Activity
Report every line from the following entries that contains the string "once".

::::

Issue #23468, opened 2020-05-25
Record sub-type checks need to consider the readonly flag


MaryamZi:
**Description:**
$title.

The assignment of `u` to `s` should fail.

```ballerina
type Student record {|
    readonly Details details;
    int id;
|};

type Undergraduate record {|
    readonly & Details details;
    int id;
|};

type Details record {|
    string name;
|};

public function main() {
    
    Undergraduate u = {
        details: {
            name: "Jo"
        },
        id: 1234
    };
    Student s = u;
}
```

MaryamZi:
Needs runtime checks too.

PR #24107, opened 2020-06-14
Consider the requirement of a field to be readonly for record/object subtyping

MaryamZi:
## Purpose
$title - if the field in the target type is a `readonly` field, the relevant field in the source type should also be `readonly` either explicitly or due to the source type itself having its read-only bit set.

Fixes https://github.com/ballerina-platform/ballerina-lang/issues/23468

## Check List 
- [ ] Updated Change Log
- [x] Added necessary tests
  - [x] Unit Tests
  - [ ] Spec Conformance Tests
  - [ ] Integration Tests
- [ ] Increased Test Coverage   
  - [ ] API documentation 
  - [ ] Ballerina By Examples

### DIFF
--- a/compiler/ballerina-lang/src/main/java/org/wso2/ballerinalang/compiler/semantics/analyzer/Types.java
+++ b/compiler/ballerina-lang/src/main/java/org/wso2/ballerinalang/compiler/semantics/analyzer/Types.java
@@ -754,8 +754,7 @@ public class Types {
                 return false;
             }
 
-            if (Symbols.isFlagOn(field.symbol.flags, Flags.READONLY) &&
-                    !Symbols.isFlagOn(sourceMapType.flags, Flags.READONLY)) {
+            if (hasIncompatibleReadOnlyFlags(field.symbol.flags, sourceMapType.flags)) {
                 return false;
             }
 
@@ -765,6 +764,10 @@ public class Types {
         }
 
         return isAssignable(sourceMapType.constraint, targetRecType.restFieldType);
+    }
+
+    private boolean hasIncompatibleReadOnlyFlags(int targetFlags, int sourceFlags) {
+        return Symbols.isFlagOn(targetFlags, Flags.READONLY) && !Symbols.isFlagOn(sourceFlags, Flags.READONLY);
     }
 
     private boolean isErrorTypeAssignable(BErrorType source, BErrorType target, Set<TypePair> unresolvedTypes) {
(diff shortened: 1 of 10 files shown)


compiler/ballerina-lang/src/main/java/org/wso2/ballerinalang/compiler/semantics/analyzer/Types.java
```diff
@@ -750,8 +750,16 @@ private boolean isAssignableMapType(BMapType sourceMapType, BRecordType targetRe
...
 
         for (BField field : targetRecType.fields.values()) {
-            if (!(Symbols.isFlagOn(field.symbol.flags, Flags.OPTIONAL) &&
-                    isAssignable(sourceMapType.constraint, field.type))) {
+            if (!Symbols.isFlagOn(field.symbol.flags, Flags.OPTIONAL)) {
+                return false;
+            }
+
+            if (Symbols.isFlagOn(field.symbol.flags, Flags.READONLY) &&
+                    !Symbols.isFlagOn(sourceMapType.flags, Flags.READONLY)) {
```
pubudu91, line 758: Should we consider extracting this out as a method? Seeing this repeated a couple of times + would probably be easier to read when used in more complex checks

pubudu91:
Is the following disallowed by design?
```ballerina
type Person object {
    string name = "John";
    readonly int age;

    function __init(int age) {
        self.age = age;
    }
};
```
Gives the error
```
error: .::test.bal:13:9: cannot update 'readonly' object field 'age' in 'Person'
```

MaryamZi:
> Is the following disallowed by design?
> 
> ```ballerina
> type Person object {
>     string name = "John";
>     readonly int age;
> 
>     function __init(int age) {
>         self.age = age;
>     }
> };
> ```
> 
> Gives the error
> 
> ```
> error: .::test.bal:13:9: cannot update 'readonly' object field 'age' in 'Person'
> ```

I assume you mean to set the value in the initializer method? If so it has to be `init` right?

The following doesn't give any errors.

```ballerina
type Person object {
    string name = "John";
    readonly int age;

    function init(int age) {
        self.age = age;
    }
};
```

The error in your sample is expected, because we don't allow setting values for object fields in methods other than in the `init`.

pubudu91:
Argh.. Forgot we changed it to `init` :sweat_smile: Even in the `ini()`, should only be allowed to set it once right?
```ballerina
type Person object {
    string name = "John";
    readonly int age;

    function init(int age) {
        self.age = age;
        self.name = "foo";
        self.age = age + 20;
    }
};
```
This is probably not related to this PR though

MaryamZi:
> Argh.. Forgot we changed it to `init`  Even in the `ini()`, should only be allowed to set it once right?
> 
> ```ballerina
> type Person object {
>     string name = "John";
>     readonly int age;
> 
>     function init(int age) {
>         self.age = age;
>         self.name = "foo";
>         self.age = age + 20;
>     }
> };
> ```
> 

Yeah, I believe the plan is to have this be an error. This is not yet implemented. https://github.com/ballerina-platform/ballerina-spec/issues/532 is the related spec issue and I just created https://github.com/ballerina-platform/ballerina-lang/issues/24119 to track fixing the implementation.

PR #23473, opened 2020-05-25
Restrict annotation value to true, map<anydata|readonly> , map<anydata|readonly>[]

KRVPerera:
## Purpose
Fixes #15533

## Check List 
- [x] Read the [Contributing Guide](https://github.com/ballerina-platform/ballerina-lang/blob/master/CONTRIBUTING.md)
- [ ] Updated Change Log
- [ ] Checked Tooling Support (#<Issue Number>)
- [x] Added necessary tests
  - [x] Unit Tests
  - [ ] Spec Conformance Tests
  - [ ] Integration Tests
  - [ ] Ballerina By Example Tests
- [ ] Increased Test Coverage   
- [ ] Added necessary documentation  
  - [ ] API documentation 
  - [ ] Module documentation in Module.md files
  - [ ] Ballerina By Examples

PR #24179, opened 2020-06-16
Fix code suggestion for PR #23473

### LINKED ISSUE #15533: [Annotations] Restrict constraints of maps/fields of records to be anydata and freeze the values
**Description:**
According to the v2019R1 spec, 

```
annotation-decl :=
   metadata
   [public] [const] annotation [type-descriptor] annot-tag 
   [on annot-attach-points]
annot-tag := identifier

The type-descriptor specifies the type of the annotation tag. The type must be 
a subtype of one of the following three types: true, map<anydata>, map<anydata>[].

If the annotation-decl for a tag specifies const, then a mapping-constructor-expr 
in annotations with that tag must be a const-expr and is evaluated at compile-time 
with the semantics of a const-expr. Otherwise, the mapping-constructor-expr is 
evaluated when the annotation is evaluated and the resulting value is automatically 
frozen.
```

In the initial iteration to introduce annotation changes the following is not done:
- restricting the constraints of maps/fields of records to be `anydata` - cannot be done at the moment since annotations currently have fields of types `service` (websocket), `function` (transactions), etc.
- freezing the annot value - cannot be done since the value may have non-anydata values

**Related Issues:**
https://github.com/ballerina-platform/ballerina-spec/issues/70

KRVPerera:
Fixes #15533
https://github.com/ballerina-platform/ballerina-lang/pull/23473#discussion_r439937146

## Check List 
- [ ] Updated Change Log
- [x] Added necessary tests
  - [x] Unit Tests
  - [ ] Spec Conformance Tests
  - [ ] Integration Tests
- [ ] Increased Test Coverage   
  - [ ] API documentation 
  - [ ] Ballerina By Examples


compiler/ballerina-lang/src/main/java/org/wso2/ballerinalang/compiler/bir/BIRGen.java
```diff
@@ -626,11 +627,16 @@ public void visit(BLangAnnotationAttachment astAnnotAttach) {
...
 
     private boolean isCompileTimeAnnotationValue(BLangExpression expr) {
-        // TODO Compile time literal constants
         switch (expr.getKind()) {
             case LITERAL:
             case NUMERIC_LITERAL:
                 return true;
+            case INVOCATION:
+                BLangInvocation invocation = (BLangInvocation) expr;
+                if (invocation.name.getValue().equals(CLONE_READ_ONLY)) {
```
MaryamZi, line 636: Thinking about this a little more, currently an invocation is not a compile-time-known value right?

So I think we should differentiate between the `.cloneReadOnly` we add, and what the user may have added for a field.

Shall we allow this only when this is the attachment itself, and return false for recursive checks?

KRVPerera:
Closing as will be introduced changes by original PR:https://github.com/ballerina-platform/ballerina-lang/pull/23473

::::

Result of the task
Argh.. Forgot we changed it to `init` :sweat_smile: Even in the `ini()`, should only be allowed to set it once right?
> Argh.. Forgot we changed it to `init`  Even in the `ini()`, should only be allowed to set it once right?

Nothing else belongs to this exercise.